> [SOURCE RECORDS]
PR #605, opened 2024-05-02
[15.0][FIX] stock_barcodes: Error when using arrows on Inventory Overview

CarlosRoca13:
To reproduce the error use arrows of the keyboard on the Inventory Overview. An error will be thrown because the function _onDocumentKeyDown is undefined.

By doing this change, when the function is undefined it will work like normally it does.

cc @Tecnativa TT49029


sergio-teruel (approved):

sergio-teruel:
ping @chienandalu

pedrobaeza (approved):
/ocabot merge patch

> [PROMPT] Scan the entries and show every line in which the word "undefined" is found.

> [YOUR RESPONSE]
To reproduce the error use arrows of the keyboard on the Inventory Overview. An error will be thrown because the function _onDocumentKeyDown is undefined.
By doing this change, when the function is undefined it will work like normally it does.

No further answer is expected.